Find every line below where the string "raise" shows up, and copy those lines.

> _Collected data entries_
——————

PR #547, opened 2026-06-25
feat(odin): Add support for streaming log files to CDF Files

vikramlc-cognite:
### Summary
Completes the fetch_logs action by wiring the upload loop: candidate log files are streamed to CDF Files via **upload_bytes**, with per-file result tracking and structured success metadata reported back to Odin.

### Type of change

### What changed
- `_log_upload_action.py`: Added **_FileUploadResult dataclass, _file_external_id()**, and **_upload_candidate()**. The **fetch_logs_action** now snapshots the current-day file size before spawning uploads, submits candidates to a **ThreadPoolExecutor**, and calls `ctx.set_result()` with aggregated counts and a per-file JSON array in result_metadata.
- `actions.py`: Added ActionContext.set_result(message, *, metadata) so actions can declare structured success data without changing the ActionTarget signature.
- `base.py`: _handle_custom_action success path now forwards **ctx._result_message and ctx._result_metadata** into the ActionUpdate(succeeded) call.
- `test_log_upload_action.py`: 9 new tests covering **_file_external_id** naming, **_upload_candidate** for rotated files, BoundedReader usage for current-day files, oversized file skipping, CDF upload errors, and end-to-end fetch_logs_action result metadata (partial failures, all-missing, upload failures still report succeeded).
- `test_action_dispatch.py`: 1 new test verifying set_result values propagate into the succeeded ActionUpdate.

### Why it changed
- Implements upload execution and result reporting for the fetch_logs action (EDG-371). Prior commits established parameter validation, candidate file enumeration, and BoundedReader; this commit closes the loop end-to-end.

- Snapshot-before-threads ordering: snapshot_size is captured via stat() before the **ThreadPoolExecutor** is created. This is load-bearing - if the snapshot happened inside the thread, it would race with the logger appending to the file, making BoundedReader's ceiling unreliable.
- Partial failure semantics: A file that fails to upload results in status="failed" in result_metadata["files"], but the action still reports **ActionStatus.succeeded** with failed_files > 0. The caller (Odin operator) sees the breakdown and decides whether to re-trigger.
- ctx._extractor access: fetch_logs_action reads **ctx._extractor.cognite_client and ctx._extractor.connection_config.integration.external_id**. This is internal framework access - `_log_upload_action.py` is _-prefixed and co-located in the same package. Exposing these on the public ActionContext API would unnecessarily widen the surface for user-authored actions.

### Test evidence
`tests/test_unstable/test_log_upload_action.py`  40 passed
`tests/test_unstable/test_action_dispatch.py`    passed
ruff: clean, mypy: clean

### Risks and unknowns
- **DEFAULT_CONCURRENT_UPLOADS = 1** keeps uploads sequential. Safe on constrained networks; parallelism is a one-line change when needed.
- **MAX_FILE_SIZE_BYTES = 4 GiB** - should be validated against the SDK's actual per-request upload limit.

### Rollout and rollback
N/A - triggered only on explicit Odin dispatch. No config changes or migrations.

### Checklist
- [x] Self-reviewed the diff
- [x] Tests added or updated
- [x] Docs updated (N/A - internal framework)
- [x] Breaking changes called out above and communicated to affected teams


cognite/extractorutils/unstable/core/_bounded_reader.py
```diff
@@ -0,0 +1,56 @@
...
+        self._remaining = max_bytes
+
+    def __len__(self) -> int:
+        # super_len() checks __len__ before os.fstat — returning the fixed snapshot
+        # size here ensures Content-Length is declared at the moment of the snapshot,
+        # not at the moment the upload resolves the inode size (which may have grown).
+        return self._size
+
+    def tell(self) -> int:
+        return self._size - self._remaining
```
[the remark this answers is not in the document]
vikramlc-cognite: No longer valid. This file was moved to other PR.

tests/test_unstable/test_bounded_reader.py
```diff
@@ -0,0 +1,103 @@
...
+
+def test_tell_tracks_bytes_consumed(tmp_path: Path) -> None:
+    path = _make_file(tmp_path, b"hello world")
+    with open(path, "rb") as f:
+        reader = BoundedReader(f, 8)
+        assert reader.tell() == 0
+        reader.read(3)
+        assert reader.tell() == 3
+        reader.read(5)
+        assert reader.tell() == 8
```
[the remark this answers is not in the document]
vikramlc-cognite: No longer valid. This file was moved to other PR.

cognite/extractorutils/unstable/core/_log_upload_action.py
```diff
@@ -100,6 +118,68 @@ def _build_candidate_files(
...
+            log_date=candidate.log_date,
+            file_external_id=external_id,
+            status="skipped_too_large",
+            size_bytes=actual_size,
+        )
+
+    try:
+        f = open(candidate.path, "rb")  # noqa: SIM115
+        reader: BinaryIO = BoundedReader(f, snapshot_size) if snapshot_size is not None else f  # type: ignore[assignment]
+        with reader:
```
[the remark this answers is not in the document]
vikramlc-cognite: No longer valid due to the change in the source for the PR.

cognite/extractorutils/unstable/core/_log_upload_action.py
```diff
@@ -100,6 +118,68 @@ def _build_candidate_files(
...
+            cdf_client.files.upload_bytes(
+                content=reader,
+                name=f"{external_id}.log",
+                external_id=external_id,
+                mime_type="text/plain",
+                overwrite=True,
+            )
```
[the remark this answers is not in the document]
vikramlc-cognite: We can remove the code smell and use with open(..) approach which is much more cleaner. Added this change.

cognite/extractorutils/unstable/core/_log_upload_action.py
```diff
@@ -100,6 +117,67 @@ def _build_candidate_files(
...
+        return _FileUploadResult(
+            log_date=candidate.log_date,
+            file_external_id=external_id,
+            status="skipped_too_large",
+            size_bytes=actual_size,
+        )
+
+    try:
+        with open(candidate.path, "rb") as f:
+            reader: BinaryIO = BoundedReader(f, snapshot_size) if snapshot_size is not None else f  # type: ignore[assignment]
```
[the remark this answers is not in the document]
Toshad: @vikramlc Seems legitimate

tests/test_unstable/test_log_upload_action.py
```diff
@@ -297,3 +299,159 @@ def test_range_spanning_rotated_and_live_file(tmp_path: Path) -> None:
...
+
+
+def test_file_external_id_naming_convention() -> None:
+    from cognite.extractorutils.unstable.core._log_upload_action import _file_external_id
+
+    assert _file_external_id("my-extractor", date(2026, 6, 1)) == "extractor-logs-my-extractor-2026-06-01"
+
+
+def test_upload_candidate_calls_cdf_upload_for_rotated_file(tmp_path: Path) -> None:
+    from unittest.mock import MagicMock
```
Yaseen-A-Khan: MagicMock duplicate import

tests/test_unstable/test_log_upload_action.py
```diff
@@ -297,3 +299,159 @@ def test_range_spanning_rotated_and_live_file(tmp_path: Path) -> None:
...
+    assert result.size_bytes == path.stat().st_size
+    assert result.file_external_id == "extractor-logs-my-extractor-2026-06-01"
+    mock_client.files.upload_bytes.assert_called_once()
+    _, kwargs = mock_client.files.upload_bytes.call_args
+    assert kwargs["external_id"] == "extractor-logs-my-extractor-2026-06-01"
+    assert kwargs["overwrite"] is True
+
+
+def test_upload_candidate_current_day_uses_bounded_reader(tmp_path: Path) -> None:
+    from unittest.mock import MagicMock
```
Yaseen-A-Khan: MagicMock duplicate import

tests/test_unstable/test_log_upload_action.py
```diff
@@ -297,3 +299,159 @@ def test_range_spanning_rotated_and_live_file(tmp_path: Path) -> None:
...
+
+    assert result.status == "uploaded"
+    assert result.size_bytes == 300
+    _, kwargs = mock_client.files.upload_bytes.call_args
+    assert isinstance(kwargs["content"], BoundedReader)
+    assert len(kwargs["content"]) == 300
+
+
+def test_upload_candidate_exceeds_max_size_returns_skipped_too_large(tmp_path: Path) -> None:
+    from unittest.mock import MagicMock, patch
```
Yaseen-A-Khan: MagicMock duplicate import

tests/test_unstable/test_log_upload_action.py
```diff
@@ -297,3 +299,159 @@ def test_range_spanning_rotated_and_live_file(tmp_path: Path) -> None:
...
+    with patch("pathlib.Path.stat", return_value=mock_stat_result):
+        result = _upload_candidate(candidate, "my-extractor", mock_client, snapshot_size=None)
+
+    assert result.status == "skipped_too_large"
+    assert result.size_bytes == oversized
+    mock_client.files.upload_bytes.assert_not_called()
+
+
+def test_upload_candidate_cdf_error_returns_failed(tmp_path: Path) -> None:
+    from unittest.mock import MagicMock
```
Yaseen-A-Khan: MagicMock duplicate import

cognite/extractorutils/unstable/core/_log_upload_action.py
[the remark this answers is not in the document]
Yaseen-A-Khan: @vikramlc-cognite along with that, if the `snapshot_size` is None then raw `f` is used.

cognite/extractorutils/unstable/core/_log_upload_action.py
```diff
@@ -144,11 +222,78 @@ def fetch_logs_action(ctx: ActionContext) -> None:
...
     _logger.info(
         "fetch_logs: %d candidate file(s) for %s to %s; %d date(s) skipped",
         len(candidates),
         start_date,
         end_date,
-        len(skipped),
+        len(skipped_dates),
+    )
+
+    # Snapshot the current-day file size BEFORE spawning upload threads.
```
Yaseen-A-Khan:
``` suggestion
    # Snapshot the current-day file size BEFORE starting uploads.
```
[nit] Can you verify if it is upload threads, because according to Line: 253 it looks like a list comprehension.

Yaseen-A-Khan (changes requested):
I have a few nits and comments, please review them

cognite/extractorutils/unstable/core/_log_upload_action.py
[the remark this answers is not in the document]
vikramlc-cognite: Valid. Added this change.

cognite/extractorutils/unstable/core/_log_upload_action.py
```diff
@@ -144,11 +222,78 @@ def fetch_logs_action(ctx: ActionContext) -> None:
...
+        {
+            "date": str(skipped_date),
+            "file_external_id": _file_external_id(integration_external_id, skipped_date),
+            "status": "skipped",
+        }
+        for skipped_date in sorted(skipped_dates)
+    )
+    files_list.sort(key=lambda e: e["date"])
+
+    total_skipped = len(skipped_dates) + counts["skipped_too_large"]
```
Yaseen-A-Khan: can we have seperate metadata keys like `skipped_missing_files `and `skipped_too_large_files`, so Odin can write precise alerts without having to parse the full files JSON.

cognite/extractorutils/unstable/core/_log_upload_action.py
```diff
@@ -28,6 +36,15 @@ class LogFileCandidate:
     is_current: bool  # True when path is the live (unrotated) file.log
 
 
+@dataclass
+class _FileUploadResult:
+    log_date: date
+    file_external_id: str
+    status: Literal["uploaded", "skipped_too_large", "failed"]
+    size_bytes: int = 0
```
Yaseen-A-Khan:
```suggestion
    size_bytes: Optional[int] = None
```
Changing `size_bytes` to `Optional[int] = None` with an `is not None` guard makes this self-documenting.

cognite/extractorutils/unstable/core/_log_upload_action.py
```diff
@@ -144,11 +222,78 @@ def fetch_logs_action(ctx: ActionContext) -> None:
...
+            _logger.info(
+                "fetch_logs: current-day snapshot %d bytes (%s)",
+                snapshot_size,
+                current_candidate.path.name,
+            )
+        except OSError as e:
+            _logger.warning("fetch_logs: could not snapshot current-day file size — %s", e)
+
+    integration_external_id = ctx._extractor.connection_config.integration.external_id
+    cdf_client = ctx._extractor.cognite_client
```
Yaseen-A-Khan: Since `ActionContext` is now a user-facing extension point (the `report_progress` docstring says it's "intentionally general"), surfacing `ctx.cdf_client` and `ctx.integration_external_id` as explicit properties would close the API surface. Right now `fetch_logs_action` reaching through `ctx._extractor` sets a pattern that user-authored actions would likely copy.

cognite/extractorutils/unstable/core/_bounded_reader.py
```diff
@@ -34,6 +34,14 @@ def __len__(self) -> int:
     def tell(self) -> int:
         return self._size - self._remaining
 
+    def seek(self, offset: int, whence: int = 0) -> int:
+        pos = self._stream.seek(offset, whence)
+        self._remaining = max(0, self._size - pos)
+        return pos
```
Yaseen-A-Khan, line 43: Any client that calls seek(0, 2) to probe file size before retrying an upload gets a broken state.
Either raise `io.UnsupportedOperation` for whence=2, or clamp `pos`to `[0, _size]` before computing `_remaining.`

cognite/extractorutils/unstable/core/_log_upload_action.py
```diff
@@ -144,11 +222,78 @@ def fetch_logs_action(ctx: ActionContext) -> None:
...
+        files_list.append(entry)
+    files_list.extend(
+        {
+            "date": str(skipped_date),
+            "file_external_id": _file_external_id(integration_external_id, skipped_date),
+            "status": "skipped",
+        }
+        for skipped_date in sorted(skipped_dates)
+    )
+    files_list.sort(key=lambda e: e["date"])
```
Yaseen-A-Khan: Remove `sorted() `from the extend — the outer `.sort` covers it.

Yaseen-A-Khan (commented):
I have some comments, please take a look at them

cognite/extractorutils/unstable/core/_log_upload_action.py
vikramlc-cognite: size_bytes = 0 is unambiguous here because _build_candidate_files already filters out empty files before they become candidates, so a _FileUploadResult with size_bytes=0 always means "size not recorded", never "file is actually empty". The if r.size_bytes: guard works correctly on that basis. Since _FileUploadResult is a private dataclass used only within this file, switching to None would just add is not None checks throughout for no real gain.

cognite/extractorutils/unstable/core/_log_upload_action.py
vikramlc-cognite: Good point. It's better to add public properties on ActionContext to avoid access to private internals. Fixed.

cognite/extractorutils/unstable/core/_log_upload_action.py
Yaseen-A-Khan: can you verify, if In case of TOCTOU race, the size might become zero because snapshot_size=0, then it might not work as expected.

cognite/extractorutils/unstable/core/actions.py
```diff
@@ -61,6 +75,11 @@ def _new_error(
             task_name=task_name if task_name is not None else self._action.name,
         )
 
+    def set_result(self, message: str, *, metadata: dict[str, str] | None = None) -> None:
+        """Record the result for a successful action completion."""
+        self._result_message = message
+        self._result_metadata = metadata
```
Yaseen-A-Khan, line 86: A second call to `ctx.set_result()` silently discards the first message and metadata with no log or error.

cognite/extractorutils/unstable/core/_log_upload_action.py
```diff
@@ -144,11 +222,77 @@ def fetch_logs_action(ctx: ActionContext) -> None:
...
+    if current_candidate is not None:
+        try:
+            snapshot_size = current_candidate.path.stat().st_size
+            _logger.info(
+                "fetch_logs: current-day snapshot %d bytes (%s)",
+                snapshot_size,
+                current_candidate.path.name,
+            )
+        except OSError as e:
+            _logger.warning("fetch_logs: could not snapshot current-day file size — %s", e)
```
Yaseen-A-Khan: f the snapshot `stat()` fails here, `snapshot_size` stays None, and `_upload_candidate `falls back to uploading the live file via raw `f` — with no `BoundedReader` cap. That reintroduces the exact race this PR set out to fix: the logger can append bytes between `open()` and `upload_bytes()`, and without a `Content-Length` ceiling that can raise `LocalProtocolError` mid-upload.
I think we should make a change for that and add a test that stubs `Path.stat` to raise on the snapshot call specifically (not the candidate-building stat) to cover this path.

Yaseen-A-Khan (changes requested):
I have some comments, please take a look at them

cognite/extractorutils/unstable/core/_log_upload_action.py
```diff
@@ -100,6 +117,67 @@ def _build_candidate_files(
...
+        )
+        return _FileUploadResult(
+            log_date=candidate.log_date,
+            file_external_id=external_id,
+            status="skipped_too_large",
+            size_bytes=actual_size,
+        )
+
+    try:
+        with open(candidate.path, "rb") as f:
```
Toshad, line 159: Reopeneing here but bounding it to snapshot_size from above means that we'll miss any line written between these two calls.
What's even the purpose of putting snapshot_size as bound instead of MAX_FILE_SIZE_BYTES ?

Toshad: Nvm, got my answer from a previous diff

cognite/extractorutils/unstable/core/_log_upload_action.py
Toshad: nit: Why not use BoundedReader for all of them?

cognite/extractorutils/unstable/core/_log_upload_action.py
```diff
@@ -144,11 +222,90 @@ def fetch_logs_action(ctx: ActionContext) -> None:
...
+
+    integration_external_id = ctx.integration_external_id
+    cdf_client = ctx.cdf_client
+
+    # Snapshot the current-day file size BEFORE starting uploads.
+    # This gives a fixed read ceiling for BoundedReader — bytes written after this
+    # point are excluded from the upload, preventing Content-Length mismatches.
+    snapshot_size: int | None = None
+    snapshot_failed_result: _FileUploadResult | None = None
+    current_candidate = next((c for c in candidates if c.is_current), None)
```
Toshad: You're unnecessarily calculating snapshot_size here and then using it as a proxy for candidate.is_current in _upload_candidate().
Just do this check in upload_candidate, and calculate size once. Doing this check in _upload_candidate() instead will capture more lines overall and also keep the code cleaner.

cognite/extractorutils/unstable/core/_log_upload_action.py
```diff
@@ -100,6 +117,67 @@ def _build_candidate_files(
...
+
+    try:
+        with open(candidate.path, "rb") as f:
+            reader: BinaryIO = BoundedReader(f, snapshot_size) if snapshot_size is not None else f  # type: ignore[assignment]
+            cdf_client.files.upload_bytes(
+                content=reader,
+                name=f"{external_id}.log",
+                external_id=external_id,
+                mime_type="text/plain",
+                overwrite=True,
```
Toshad, line 166: This will cause a lot of excessive uploading, especially if clients have workflows. Maybe we should do a hash_check or take a parameter while triggering action.
It can be handled in a later PR, just calling it out.

cognite/extractorutils/unstable/core/_log_upload_action.py
```diff
@@ -144,11 +222,90 @@ def fetch_logs_action(ctx: ActionContext) -> None:
...
+    for r in upload_results:
+        entry: dict[str, str] = {
+            "date": str(r.log_date),
+            "file_external_id": r.file_external_id,
+            "status": r.status,
+        }
+        if r.size_bytes is not None:
+            entry["size_bytes"] = str(r.size_bytes)
+        if r.error:
+            entry["error"] = r.error
```
Toshad, line 258: Do we need these ifs? Can't we upload a dict which has `entry["size_bytes"] = None` or `entry["error"] = None`?

cognite/extractorutils/unstable/core/_log_upload_action.py
```diff
@@ -144,11 +222,90 @@ def fetch_logs_action(ctx: ActionContext) -> None:
...
+        for skipped_date in skipped_dates
+    )
+    files_list.sort(key=lambda e: e["date"])
+
+    ctx.set_result(
+        f"{counts['uploaded']} of {num_days} log files uploaded to CDF Files",
+        metadata={
+            "total_files": str(num_days),
+            "uploaded_files": str(counts["uploaded"]),
+            "skipped_missing_files": str(len(skipped_dates)),
```
Toshad: nit: `missing files` since extractor didn't skip them deliberately.

Toshad (changes requested):

cognite/extractorutils/unstable/core/_log_upload_action.py
vikramlc-cognite: Valid. Renamed.

cognite/extractorutils/unstable/core/_log_upload_action.py
vikramlc-cognite: The dict type is dict[str, str] - None isn't a valid value. More importantly, this JSON is stored as CDF metadata. Including "size_bytes": null and "error": null on every entry (most of which will be uploaded files with no error) adds noise to every record. The conditional guards are intentional: only include a key when it has a meaningful value.

cognite/extractorutils/unstable/core/_log_upload_action.py
vikramlc-cognite: Agree, worth tracking, but not a blocker for this PR.

cognite/extractorutils/unstable/core/_log_upload_action.py
vikramlc-cognite: The snapshot is computed before the upload loop intentionally, it captures the file size at a single fixed point in time before any uploads begin. If the stat were inside **_upload_candidate**, the snapshot would be taken at upload time, which is later (more bytes may have been appended) and breaks the "point-in-time ceiling" guarantee. If uploads are ever parallelised, each worker would stat independently. The current design is correct.

cognite/extractorutils/unstable/core/_log_upload_action.py
vikramlc-cognite: The conditional **BoundedReader(f, snapshot_size) if snapshot_size is not None else f** exists precisely because BoundedReader only makes sense for the current-day file. Rotated files are closed and frozen, the logger can't append to them, so there's no race between open() and upload_bytes().
Wrapping a rotated file in BoundedReader would require computing its size just to pass it in, adding pointless overhead for no safety benefit.

cognite/extractorutils/unstable/core/_log_upload_action.py
Toshad, line 63: Why only the first? Are mulitple file handlers actually allowed? Docs seem to disagree?

vikramlc-cognite: Valid. Fixed it.

cognite/extractorutils/unstable/core/_log_upload_action.py
```diff
@@ -100,6 +122,67 @@ def _build_candidate_files(
...
+        return _FileUploadResult(
+            log_date=candidate.log_date,
+            file_external_id=external_id,
+            status="skipped_too_large",
+            size_bytes=actual_size,
+        )
+
+    try:
+        with open(candidate.path, "rb") as f:
+            reader: BinaryIO = BoundedReader(f, snapshot_size) if snapshot_size is not None else f  # type: ignore[assignment]
```
Toshad: My original point about using snapshot_size as is_current is still valid. Use `candidate.is_current` instead.

cognite/extractorutils/unstable/core/_log_upload_action.py
Toshad: Why does the "point-in-time ceiling" have to be across files?
Even if uploads are parallelized, each thread would only read one file anyway? And only 1 file should be current?

In any case, it still doesn't explain why we need a separate error string for stat() on current file vs other files, and why we can't use BoundedReader for all the files.

cognite/extractorutils/unstable/core/_log_upload_action.py
```diff
@@ -144,11 +227,90 @@ def fetch_logs_action(ctx: ActionContext) -> None:
...
+                "fetch_logs: could not snapshot current-day file size — %s; skipping to avoid uncapped upload",
+                e,
+            )
+            candidates = [c for c in candidates if not c.is_current]
+            snapshot_failed_result = _FileUploadResult(
+                log_date=current_candidate.log_date,
+                file_external_id=_file_external_id(integration_external_id, current_candidate.log_date),
+                status="failed",
+                error=f"could not read file size for bounded upload: {e}",
+            )
```
Toshad: IMO this piece of code shouldn't exist as there are simpler ways to implement this:
1. Calculate sizes upfront for all files and pass them to upload_candidate when iterating.
2. Run upload_candidate on current file separately first and then on the other files.

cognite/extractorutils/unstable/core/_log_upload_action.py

——————

> _Result of the exercise_
Either raise `io.UnsupportedOperation` for whence=2, or clamp `pos`to `[0, _size]` before computing `_remaining.`
Yaseen-A-Khan: f the snapshot `stat()` fails here, `snapshot_size` stays None, and `_upload_candidate `falls back to uploading the live file via raw `f` — with no `BoundedReader` cap. That reintroduces the exact race this PR set out to fix: the logger can append bytes between `open()` and `upload_bytes()`, and without a `Content-Length` ceiling that can raise `LocalProtocolError` mid-upload.
I think we should make a change for that and add a test that stubs `Path.stat` to raise on the snapshot call specifically (not the candidate-building stat) to cover this path.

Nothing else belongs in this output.